First, there were the pigeons: hundreds that spent part of their day feeding in the garden of a rural English cottage, and part of their day brooding atop radiation-contaminated buildings at British Nuclear Fuel Ltd.'s Sellafield complex a few miles away.
The garden was found to be so contaminated that workers in protective suits had to come in, wring the necks of 700 radioactive pigeons and dispose of them as low-level nuclear waste. Two official review committees in June accused BNFL of mismanagement in allowing the spread of nuclear contaminants to residential areas nearby.
Then, last month, the British government's nuclear oversight agency found that BNFL workers had deliberately falsified quality control data on nuclear fuel shipped to overseas markets, a breach the agency said reflected BNFL's inadequate "safety culture." Germany, Japan and Switzerland announced they would no longer accept BNFL fuels.
Much of this would be distant, if sobering, news if BNFL were not the company the U.S. government is relying on most heavily to clean up America's nuclear weapons mess. The company holds nearly $9 billion in U.S. contracts for some of the most technologically challenging environmental cleanup tasks in the nation--contracts that public interest groups are now demanding be canceled because of the revelations.

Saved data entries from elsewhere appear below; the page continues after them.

PR #1919, opened 2023-03-27
Lg/update nav interim

lisa-parity:


lisa-parity:
Close in favor of https://github.com/substrate-developer-hub/substrate-docs/pull/1925

PR #1956, opened 2023-04-13
Remove instances of insecure randomness

### LINKED ISSUE #1908: Remove all mention & use of insecure randomness pallet
### Is there an existing issue?

- [X] I have searched the existing issues

### Experiencing problems? Have you tried our Stack Exchange first?

- [X] This is not a support question.

### Content request

https://github.com/paritytech/substrate/pull/13560 has removed the pallet, and shortly the devhub templates will be updated to remove it as well. We _do not_ want people to use the pallet at all, so no examples or mention of it would be best to get in place asap.

Kown references to it:
- [ ] https://docs.substrate.io/build/randomness/
- [ ] https://docs.substrate.io/reference/how-to-guides/pallet-design/incorporate-randomness/

### Are you willing to help with this request?

No.

sacha-l:
Closes #1908.

Did a pass on articles, guides and tutorials to remove all mentions of the insecure randomness pallet as we want to discourage it's use. The only place it's still used is in the Collectibles tutorial which may need to be revised, but imo for creating DNA as a learning piece, it's OK to use the insecure randomness pallet.


content/md/en/docs/build/randomness.md
```diff
@@ -15,10 +15,10 @@ In traditional computer applications, what people call random numbers are actual
 Pseudo-randomness depends on a sufficiently random seed—provided by the user or by an external source—and an algorithm that manipulates the seed to generate a series of seemingly-random numbers. 
 The result is a pseudo-random number that is difficult to predict because of the algorithm used to generate it, but deterministic because the same seed input always produces the same series of output.
 
-However, applications that run on the blockchain are more tightly constrained because all authorities in the network must agree on any on-chain value, including any randomness data that is injected.
-Because of this constraint, you can't use real randomness directly in blockchain applications.
+However, applications that run on the blockchain are more tightly constrained. 
+Pseudo-randomness introduces a security vulnerability for situations where being able to predict the outcome of a random function can lead to gaming the system.
```
Daanvdplas, line 19: I think the part that you removed here is important. So I'd add your new bit to it: "For this reason, Pseudo-randomness introduces a ...."

sacha-l: I'm not sure I understand the statement/ logic saying: "there's a constraint, which is that nodes must agree on any on-chain value and therefore randomness can't be used on chain". It's not because of this constraint that you can't use randomness. Randomness in of itself is the constraint too, where you could argue that true randomness does not exist. 

So I'm not sure what information the lines I'm suggesting to remove are providing. Could you provide bullet points of you're interpretation?

sacha-l, line 19:
```suggestion
However, applications that run on the blockchain are more tightly constrained because all authorities in the network must agree on any on-chain value, including any randomness data that is injected.
Because of this constraint, you can't use real randomness directly in blockchain applications.
For this reason, using randomness on-chain securely must utilize techniques such as VRFs otherwise it becomes possible to predict the outcome of a random function which could lead to gaming the system.
```

sacha-l: That makes sense. Adding an update. Thanks for your comments @Daanvdplas 🙏🏻

Issue #1954, opened 2023-04-11
Broken link


tadeohepperle:
### Broken Link

https://docs.substrate.io/tests/

https://docs.substrate.io/iinstall/

### Expected Location

https://docs.substrate.io/install/
https://docs.substrate.io/test/

### Context and Origin

https://docs.substrate.io/quick-start/

in Install and Learn

PR #1992, opened 2023-06-10
Fixed broken links in Update index.md - #1954

Rashmirreddy:


kianenigma:
What we seem to need is a tool that also checks internal links. I think the github action we added recently can do that, but we explicitly configure it not to.

Rashmirreddy:
Merging these changes. Will also check how to go about the internal link checker.

PR #2038, opened 2023-08-10
Remove the redundant trailing M at Update what-can-you-build.md

behkod:
Doing all this to get rid of a single 'M'! To fix or not to fix?! Symptoms of OCD?!


shawntabrizi:
looks like this was already repaired on master

PR #2046, opened 2023-08-25
replace T::BlockNumber with BlockNumberFor<T>

GitNiko:
It will cause error because associated type `BlockNumber` not found for `T`


ghe0 (approved):
The solution is clean. It also compiles and works (test via UI).

shawntabrizi:
looks like this was already fixed in master

PR #2065, opened 2023-09-20
fix(storage): updated way how to create storage

TomaszWaszczyk:
Looks like documented way how to create storage is not up to date. I got:

image

The PR fixes warnings.

PS. Formatting of MD file is made by VSCode plugin.


shawntabrizi:
this has been fixed in master

PR #2082, opened 2023-10-28
fix: dependency git url inside `authorize-specific-nodes.md`

BeroBurny:
On the Tutorial -> `Build a blockchain` -> `Authorize specific nodes`

There is a wrong URL in the example for using a dependency https://docs.substrate.io/tutorials/build-a-blockchain/authorize-specific-nodes/#add-node-authorization-dependencies


shawntabrizi:
looks like this has been fixed in master

PR #39, opened 2019-11-21
Add empty table state to MainTable

barrymcgee:
## Done

- Add empty table state to MainTable for when data is waiting on or has no data
- Driveby: fix linting error in Accordion.js

## QA

- Pull branch
- Run `yarn run serve`
- View Storybook at http://localhost:8403/
- Click to MainTable component
- View 'Empty' state
- Sanity check code

### DIFF
--- a/src/components/Accordion/Accordion.js
+++ b/src/components/Accordion/Accordion.js
@@ -22,7 +22,7 @@ const Accordion = ({ className, sections, ...props }) => {
       className={classNames(className, "p-accordion")}
       {...props}
       role="tablist"
-      aria-multiselect="true" //eslint-disable-line jsx-a11y/aria-props
+      ariaMultiselect="true" //eslint-disable-line jsx-a11y/aria-props
     >
       <ul className="p-accordion__list">
         {generateSections(sections, setExpanded, expanded)}
--- a/src/components/Accordion/Accordion.js
+++ b/src/components/Accordion/Accordion.js
@@ -22,7 +22,7 @@ const Accordion = ({ className, sections, ...props }) => {
       className={classNames(className, "p-accordion")}
       {...props}
       role="tablist"
-      ariaMultiselect="true" //eslint-disable-line jsx-a11y/aria-props
+      ariaMultiselectable="true"
     >
       <ul className="p-accordion__list">
         {generateSections(sections, setExpanded, expanded)}
--- a/src/components/MainTable/MainTable.js
+++ b/src/components/MainTable/MainTable.js
@@ -7,6 +7,8 @@ import TableRow from "../TableRow";
 import TableHeader from "../TableHeader";
 import TableCell from "../TableCell";
 
+import "./MainTable.scss";
+
 const updateSort = (setSortKey, setSortDirection, sortKey, sortDirection) => {
   let newDirection = null;
   if (sortDirection === "none") {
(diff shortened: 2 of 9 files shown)


barrymcgee:
Note: 

The table row on the header does not appear - Vanilla bug raised here: https://github.com/canonical-web-and-design/vanilla-framework/issues/2662

There's no defined design for an empty table in Vanilla, issue raised here: https://github.com/canonical-web-and-design/vanilla-framework/issues/2663

hatched:
I think we'll want this to be a bit more robust by allowing the consumer to define a component that's passed in for the empty state.

src/components/MainTable/MainTable.scss
```diff
@@ -0,0 +1,4 @@
+caption {
```
anthonydillon: Why is this style applied to MainTable? This should be a global style accompanied with an issue upstream.

src/components/MainTable/MainTable.js
```diff
@@ -82,60 +84,64 @@ const generateRows = (
...
+                {expandedContent}
+              </TableCell>
+            )}
+          </TableRow>
+        );
+      }
+    );
+    return <tbody>{rowItems}</tbody>;
+  } else {
+    return <caption>No data to display</caption>;
```
anthonydillon: Why caption and not just text?

barrymcgee: Raw text dropped inside a `<table>` is semantically meaningless and AFAIK invalid. As per the [table HTML spec](https://developer.mozilla.org/en-US/docs/Web/HTML/Element/table), I believe caption is the most appropriate choice here.

src/components/MainTable/MainTable.scss
barrymcgee: Issue raised upstream here: https://github.com/canonical-web-and-design/vanilla-framework/issues/2663

I didn't want to apply it globally as I see this as a local override until it has been agreed upstream in Vanilla?

anthonydillon: Thanks, could you add a comment of the issue so the styling can be removed when resolved. I'm allergic to custom styling.

src/components/MainTable/MainTable.js
huwshimi: I think this will need to be supplied from a prop.

huwshimi:
@anthonydillon this is already different from what we need for MAAS. I'm not sure a single case such as "No data to display" is very helpful. Why is there not data? Is it because it is loading? Was there an error? What do I need to do to add data?

barrymcgee:
I've added the ability here to supply the text via a prop. I think all the other questions around this will be addressed upstream in Vanilla itself and trickle-down here to the implementation. In the meantime, this PR will unblock us in the JAAS Dashboard.

src/components/Accordion/Accordion.js
```diff
@@ -22,7 +22,7 @@ const Accordion = ({ className, sections, ...props }) => {
       className={classNames(className, "p-accordion")}
       {...props}
       role="tablist"
-      aria-multiselect="true" //eslint-disable-line jsx-a11y/aria-props
+      ariaMultiselect="true" //eslint-disable-line jsx-a11y/aria-props
```
hatched: Did you mean to use `area-multiselectable` ? 

https://www.w3.org/WAI/PF/aria-1.1/states_and_properties#aria-multiselectable

src/components/Table/Table.js
```diff
@@ -17,6 +17,7 @@ const Table = ({
       "p-table--sortable": sortable,
       "p-table-expanding": expanding
     })}
+    style={{ captionSide: "bottom" }}
```
hatched: Cool style, I didn't know about this one!

Curious why this is here and not part of the `MainTable.scss`?

src/components/MainTable/MainTable.scss
hatched: aiui this will actually be applied globally as there is no `main-table` wrapper style. It's just defined here....which may make it challenging to debug later.

Can you add this wrapper class?

src/components/MainTable/MainTable.js
```diff
@@ -252,4 +263,9 @@ MainTable.propTypes = {
   sortFunction: PropTypes.func
 };
 
+// Specifies the default values for props:
+MainTable.defaultProps = {
+  emptyStateMsg: "No data to display"
+};
```
squidsoup: There's no need to use defaultProps with ES6 default values, better to set this on l151.

hatched:
@huwshimi could you please take a look at this?

src/components/MainTable/MainTable.js
```diff
@@ -81,6 +84,10 @@ const generateRows = (
   sortable,
   sortFunction
 ) => {
+  // If the table has no rows, return empty state message
+  if (Object.entries(rows).length === 0) {
```
huwshimi: This should also check that `emptyStateMsg` has been provided.

src/components/MainTable/MainTable.js
```diff
@@ -141,6 +148,7 @@ const generateRows = (
 const MainTable = ({
   defaultSort,
   defaultSortDirection,
+  emptyStateMsg = "No data to display",
```
huwshimi: I don't think this should have a default so that people can have no message if they want to.

src/components/MainTable/MainTable.js
```diff
@@ -219,6 +229,7 @@ const MainTable = ({
 MainTable.propTypes = {
   defaultSort: PropTypes.string,
   defaultSortDirection: PropTypes.oneOf(["ascending", "descending"]),
+  emptyStateMsg: PropTypes.string,
```
huwshimi: I think this should be `PropTypes.node` so that more complex content can be passed in as well. Maybe this should just be called `emptyState`. Also, might be good to add a doc string as well (like this: https://github.com/canonical-web-and-design/react-components/blob/master/src/components/Accordion/Accordion.js#L34), something like:

```js
/**
 * A state that will be shown when no rows are passed to the table.
 */
emptyState: PropTypes.node,
```

src/components/MainTable/MainTable.stories.mdx
```diff
@@ -331,3 +331,18 @@ This is a [React](https://reactjs.org/) component to support many table use case
     />
   </Story>
 </Preview>
+
+### Empty
```
huwshimi: Thanks for adding this!

anthonydillon:
@barrymcgee it looks like there are legitimate comments here from Huw. Could you address them please.

anthonydillon:
@huwshimi do you mind doing a review as your comments were last

src/components/MainTable/MainTable.js
```diff
@@ -219,6 +229,10 @@ const MainTable = ({
 MainTable.propTypes = {
   defaultSort: PropTypes.string,
   defaultSortDirection: PropTypes.oneOf(["ascending", "descending"]),
+  /**
+   * A state that will be shown when no rows are passed to the table.
+   */
+  emptyState: PropTypes.node,
```
anthonydillon: You're not displaying this node if it is provided.

barrymcgee: See line 89 

Screenshot 2020-01-13 at 14 19 56

PR #45, opened 2019-12-02
Fix Notification timeout function not being executed.

Caleb-Ellis:
## Done
- Fixed Notification timeout function not being executed, despite being provided timeout and close props.

## QA
- `yarn link` this project and `/node_modules/react` and link them in `maas-ui`.
- Go to <maas-ui-url>:8400/MAAS/r/account/prefs/details.
- Change your details and check that the notification closes after five seconds.

Fixes canonical-web-and-design/maas-ui#517

### DIFF
--- a/src/components/Notification/Notification.js
+++ b/src/components/Notification/Notification.js
@@ -21,7 +21,7 @@ const Notification = ({
   const timeoutId = useRef();
 
   useEffect(() => {
-    if (timeout && close && !timeoutId.current) {
+    if (timeout && close) {
       timeoutId.current = setTimeout(() => close(), timeout);
     }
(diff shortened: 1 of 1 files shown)


src/components/Notification/Notification.js
```diff
@@ -21,7 +21,7 @@ const Notification = ({
   const timeoutId = useRef();
 
   useEffect(() => {
-    if (timeout && close && !timeoutId.current) {
+    if (timeout && close) {
```
Caleb-Ellis: So I *think* the issue here was that the timeout was being created then immediately cleared (useEffect weirdness?), but since `timeoutId.current` was no longer falsy it didn't create a new one.

PR #75, opened 2020-03-06
SearchBox external state control

### LINKED ISSUE #76: Allow SearchBox component to be controlled by external state

huwshimi:
Done:
- Allow the search box to be controlled by external state.

QA:
- There's probably no easy way to QA this change without using the component. Make sure the component looks and functions as before.

Fixes #76

### DIFF
--- a/.gitignore
+++ b/.gitignore
@@ -3,6 +3,7 @@ dist
 
 .docker-project
 .yarn.*
+.dotrun.json
 
 npm-debug.log*
 yarn-debug.log*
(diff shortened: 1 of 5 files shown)


huwshimi:
@Caleb-Ellis the external state would be for when you want to manipulate the input value externally from the component so you need the input to be a controlled component (https://reactjs.org/docs/forms.html#controlled-components).

In MAAS we need to do this when the filters change the search input value.

PR #82, opened 2020-03-11
Prepare 0.4.0 release

huwshimi:


huwshimi:
@Caleb-Ellis that's right, the docs get built and stored in the repo, so most of the changes are just rebuilt files.

PR #84, opened 2020-03-12
Add initial cypress spec.

squidsoup:
## Done
Add initial integration tests with cypress.

## QA
Run:
```PORT=<PORT> yarn test-cypress```

You should see two tests for Accordion pass.

### CODE REVIEW

File: package.json [hunk 1]
```diff
@@ -54,7 +56,11 @@
     "prepublishOnly": "yarn clean && yarn install && yarn build",
     "serve": "yarn docs",
     "start": "yarn docs",
-    "test": "react-scripts test"
+    "test": "react-scripts test",
+    "test-cypress": "concurrently 'yarn run docs' 'yarn run cypress:test' -k -s first",
```
huwshimi: `concurrently` is missing as a dep.

squidsoup: > `concurrently` is missing as a dep.

oops, so it is, thanks. pushed.

PR #129, opened 2020-05-18
Add prop to pass the selected value to the parent for the Select 

solazio:
## Done

- Add prop to pass the selected value to the parent for the Select component

## QA 

- Go to `/?path=/docs/select--select` and see the new prop of the `Select` component
- See the state of the parent component is updated with the `value` of the selected option when the selection is changed

### DIFF
--- a/src/components/Select/Select.js
+++ b/src/components/Select/Select.js
@@ -18,6 +18,7 @@ const Select = ({
   help,
   id,
   label,
+  onChange,
   options,
   required,
   stacked,
@@ -34,13 +35,12 @@ const Select = ({
       label={label}
       required={required}
       stacked={stacked}
-      success={success}
-    >
+      success={success}>
       <select
         className={classNames("p-form-validation__input", className)}
         id={id}
-        {...props}
-      >
+        onChange={evt => onChange(evt.target.value)}
+        {...props}>
         {generateOptions(options)}
       </select>
     </Field>
@@ -54,6 +54,7 @@ Select.propTypes = {
   help: PropTypes.string,
   id: PropTypes.string,
   label: PropTypes.string,
+  onChange: PropTypes.func,
   options: PropTypes.arrayOf(
     PropTypes.shape({
       label: PropTypes.string.isRequired,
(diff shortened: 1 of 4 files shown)


src/components/Select/Select.js
```diff
@@ -18,6 +18,7 @@ const Select = ({
   help,
   id,
   label,
+  onSelectionChange,
```
squidsoup, line 21: this is typically just called `onChange`

src/components/Select/Select.js
```diff
@@ -54,6 +56,11 @@ Select.propTypes = {
   help: PropTypes.string,
   id: PropTypes.string,
   label: PropTypes.string,
+  /**
+   * Optional function that is called when the selection is changed.
+   * The function gets the selected option as an argument.
+   */
+  onSelectionChange: PropTypes.func,
```
squidsoup, line 63: This comment is a bit redundant, propTypes that are `required` are explicitly marked as such.

solazio:
@squidsoup I will add the test and change the name. Should I remove the whole comment, or only the “optional” part? Thanks

squidsoup:
> @squidsoup I will add the test and change the name. Should I remove the whole comment, or only the “optional” part? Thanks

Cool thanks ovi. Up to you wrt the comment, but I think everyone should already know what an `onChange` event is, well hopefully :)

solazio:
@squidsoup can you please have another look at this

src/components/Select/Select.js
```diff
@@ -34,13 +35,12 @@ const Select = ({
...
       stacked={stacked}
-      success={success}
-    >
+      success={success}>
       <select
         className={classNames("p-form-validation__input", className)}
         id={id}
-        {...props}
-      >
+        onChange={evt => onChange(evt.target.value)}
```
Lukewh, line 42: can we just pass the evt through. also the onChange is optional, so we should only call it if it's defined.

```suggestion
        onChange={evt => onChange && onChange(evt)}
```

src/components/Select/Select.test.js
```diff
@@ -7,18 +7,34 @@ describe("Select ", () => {
   it("renders", () => {
     const wrapper = shallow(
       <Select
-        id="test-id"
+        id='test-id'
```
Lukewh, line 10: single quotes!? You having a giggle?

PR #152, opened 2020-06-16
Migrate Tabs component from maas-ui.

### LINKED ISSUE #150: Migrate Tabs component from MAAS

Caleb-Ellis:
## Done
- Migrated [Tabs component from maas-ui](https://github.com/canonical-web-and-design/maas-ui/tree/master/ui/src/app/base/components/Tabs) with some modifications to make it more generic
  - You can now give links a `component` prop in cases where you might want normal anchor links or react-router links
  - Removed the `noBorder` prop - that's not in Vanilla and should just be handled by `listClassName` anyway

## QA
- Run `yarn docs` and check that the canvas and docs for Tabs are good

Fixes #150

### DIFF
--- a/src/components/Tabs/Tabs.js
+++ b/src/components/Tabs/Tabs.js
@@ -1,0 +1,82 @@
+import classNames from "classnames";
+import PropTypes from "prop-types";
+import React from "react";
+
+const Tabs = ({ className, links, listClassName }) => {
+  return (
+    <nav className={classNames("p-tabs", className)}>
+      <ul className={classNames("p-tabs__list", listClassName)}>
+        {links.map((link) => {
+          const {
+            active,
+            className,
+            component,
+            label,
+            listItemClassName,
+            ...rest
+          } = link;
+          const Component = component || "a";
+          return (
+            <li
+              className={classNames("p-tabs__item", listItemClassName)}
+              key={label}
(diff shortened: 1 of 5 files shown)


src/components/Tabs/Tabs.js
```diff
@@ -0,0 +1,58 @@
+import classNames from "classnames";
+import PropTypes from "prop-types";
+import React from "react";
+
+const Tabs = ({ links, listClassName, navClassName }) => {
+  return (
+    <nav className={classNames("p-tabs", navClassName)}>
```
huwshimi, line 7: I think because this is the wrapping element we could just have `className` instead of `navClassName`.

src/components/Tabs/Tabs.js
```diff
@@ -0,0 +1,58 @@
...
+              </Component>
+            </li>
+          );
+        })}
+      </ul>
+    </nav>
+  );
+};
+
+Tabs.propTypes = {
```
huwshimi, line 40: It'd be good to document these props, kinda like https://github.com/canonical-web-and-design/react-components/blob/master/src/components/Accordion/Accordion.js#L49

Caleb-Ellis: Done!

PR #154, opened 2020-06-17
Add `titleElement` prop to accordion to support headings in titles

bartaz:
Vanilla 2.13 added an option to use headings in accordion titles.
This PR adds `titleElement` prop to the `Accordion` (and `AccordionSection`) components to enable this.

Screenshot 2020-06-17 at 15 12 46

### DIFF
--- a/CHANGELOG.md
+++ b/CHANGELOG.md
@@ -9,6 +9,8 @@ and this project adheres to [Semantic Versioning](https://semver.org/spec/v2.0.0
 
 ### Added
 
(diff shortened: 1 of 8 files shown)


bartaz:
@huwshimi Sure, thanks.

I removed snapshot from Accordion test (and just verify if prop is passed down to AccordionSecition). In AccordionSection test I kept the snapshot (to make sure we don't mess up the HTML structure at some point), but also explicitly check for heading element with the class.

huwshimi:
@bartaz Looks good, thanks for updating the changelog too.

PR #157, opened 2020-06-22
Add basic structure of Search and Filter component

barrymcgee:
Run Storybook locally and view: http://localhost:60078/?path=/docs/searchandfilter--default-story

### DIFF
--- a/src/components/SearchAndFilter/SearchAndFilter.test.js
+++ b/src/components/SearchAndFilter/SearchAndFilter.test.js
@@ -1,0 +1,25 @@
+import { shallow, mount } from "enzyme";
+import React from "react";
+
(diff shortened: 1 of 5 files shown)


src/components/SearchAndFilter/SearchAndFilter.test.js
```diff
@@ -0,0 +1,16 @@
...
+
+import SearchAndFilter from "./SearchAndFilter";
+
+describe("Search and filter ", () => {
+  it("renders", () => {
+    const wrapper = shallow(<SearchAndFilter />);
+    expect(wrapper).toMatchSnapshot();
+  });
+
+  it("hide the clear button when there is no value in search box", () => {
```
anthonydillon, line 12: Can you add a test for onchange function call?

PR #163, opened 2020-06-22
Added basic contextual menu

barrymcgee:
Storybook: http://localhost:61502/?path=/docs/contextualmenu--default-story


src/components/ContextualMenu/ContextualMenu.test.js
```diff
@@ -0,0 +1,18 @@
+import { shallow } from "enzyme";
+import React from "react";
+
+import ContextualMenu from "./ContextualMenu";
+
+describe("Contextual Menu ", () => {
+  it("renders instance but not visible", () => {
+    const wrapper = shallow(<ContextualMenu>Test content</ContextualMenu>);
+    expect(wrapper).toMatchSnapshot();
```
hatched, line 9: Snapshots in this case aren't the best idea, you should have an assertion for what you're actually testing.

squidsoup: Agree with @hatched, snapshot tests in isolation are not sufficient, but okay to have _both_ I think.

src/components/ContextualMenu/ContextualMenu.test.js
```diff
@@ -0,0 +1,22 @@
+import { shallow } from "enzyme";
+import React from "react";
+
+import ContextualMenu from "./ContextualMenu";
+
+describe("Contextual Menu ", () => {
+  it("renders instance but not visible", () => {
```
anthonydillon, line 7: Are you missing a snapshot test?

src/components/SearchAndFilter/SearchAndFilter.js
```diff
@@ -0,0 +1,34 @@
...
+
+import SearchBox from "../SearchBox";
+
+const SearchAndFilter = ({ externallyControlled = false, onChange }) => {
+  const [searchTerm, setSearchTerm] = useState("");
+
+  const searchOnChange = (searchTerm) => {
+    setSearchTerm(searchTerm);
+    if (externallyControlled) {
+      onChange(searchTerm);
```
anthonydillon, line 12: You should check onChange exists here otherwise you will get unexpected errors.

PR #170, opened 2020-06-23
Add basic filter panel to Search and Filter component

barrymcgee:
## Done 

Add basic filter panel to Search and Filter component

## QA

- Fire up Storybook: http://localhost:65491/?path=/story/searchandfilter--default-story
- Click in input to activate panel
- Press Escape to close
- Click outside input or panel to close

Fixes https://github.com/canonical-web-and-design/juju-squad/issues/1335

### DIFF
--- a/src/components/SearchAndFilter/SearchAndFilter.js
+++ b/src/components/SearchAndFilter/SearchAndFilter.js
@@ -1,10 +1,15 @@
-import React, { useState } from "react";
+import React, { useState, useEffect, useRef } from "react";
 import PropTypes from "prop-types";
 
 import SearchBox from "../SearchBox";
+import ContextualMenu from "../ContextualMenu";
+
+import "./SearchAndFilter.scss";
 
 const SearchAndFilter = ({ externallyControlled = false, onChange }) => {
   const [searchTerm, setSearchTerm] = useState("");
+  const [filterPanelVisible, setFilterPanelVisible] = useState(false);
+  const filterPanelRef = useRef();
 
   const searchOnChange = (searchTerm) => {
     setSearchTerm(searchTerm);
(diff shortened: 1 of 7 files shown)


src/components/SearchAndFilter/SearchAndFilter.js
```diff
@@ -13,14 +18,56 @@ const SearchAndFilter = ({ externallyControlled = false, onChange }) => {
...
         externallyControlled={externallyControlled}
         placeholder="Search and filter"
         onChange={(searchTerm) => searchOnChange(searchTerm)}
+        onFocus={() => setFilterPanelVisible(true)}
         value={searchTerm}
       />
+      <div
+        className="search-and-filter__panel"
+        ref={filterPanelRef}
+        data-visible={filterPanelVisible}
```
anthonydillon, line 67: Why not use `aria-hidden` and make it accessible from the get go?

src/components/SearchAndFilter/SearchAndFilter.scss
```diff
@@ -0,0 +1,33 @@
...
+  .p-contextual-menu__dropdown {
+    top: 0;
+    left: 0;
+  }
+
+  &__panel {
+    padding: 0;
+    transition: opacity 0.25s;
+
+    &[data-visible="false"] {
```
anthonydillon, line 28: Same here you should target `aria-hidden`

src/components/SearchAndFilter/SearchAndFilter.test.js
```diff
@@ -22,4 +22,18 @@ describe("Search and filter ", () => {
     wrapper.find(".p-search-box__input").simulate("change");
     expect(mockOnChange).toHaveBeenCalledTimes(1);
   });
+
+  it("shows panel on focus", () => {
```
anthonydillon, line 26: Can you add a test for the click or is that difficult?

src/components/SearchAndFilter/SearchAndFilter.scss
```diff
@@ -0,0 +1,33 @@
+.search-and-filter {
+  position: relative;
```
anthonydillon, line 2: I don't see any internal position so I don't think we need this?

anthonydillon:
## QA 
- If you click on the field the panel is revealed but clicking on the field again closes it and it doesn't open again.
- If you click the field the panel is revealed but if you tab off you can't hit Esc to close the panel.

src/components/SearchAndFilter/SearchAndFilter.js
barrymcgee: Good call 🙌🏻

src/components/SearchAndFilter/SearchAndFilter.test.js
barrymcgee: I don't think we need to test that the browser adds focus on click?

barrymcgee: Gotcha.. added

"Here in the United States, they're going to be handling the most dangerous materials known to man. And the fact is, the problems they have in England come down to a lack of a safety culture and a lack of integrity on the part of their operators," said Tom Carpenter of the Government Accountability Project, one of 22 public interest and anti-nuclear groups that are filing a petition today with the Department of Energy to bar BNFL from U.S. nuclear cleanup contracts.
Richardson Orders Review of Operations
Energy Secretary Bill Richardson on Wednesday ordered a "top-to-bottom review" of BNFL's operations at five DOE sites that will look at the company's management and safety record in the U.S. and Britain.
"In light of recent events overseas, we are putting BNFL under extra scrutiny . . . to be sure that the problems uncovered at Sellafield don't exist at DOE sites," a department statement said.
The company, whose chief executive resigned in the wake of the revelations, said it has overhauled its British operations to prevent future errors but said the fuel delivered was never unsafe.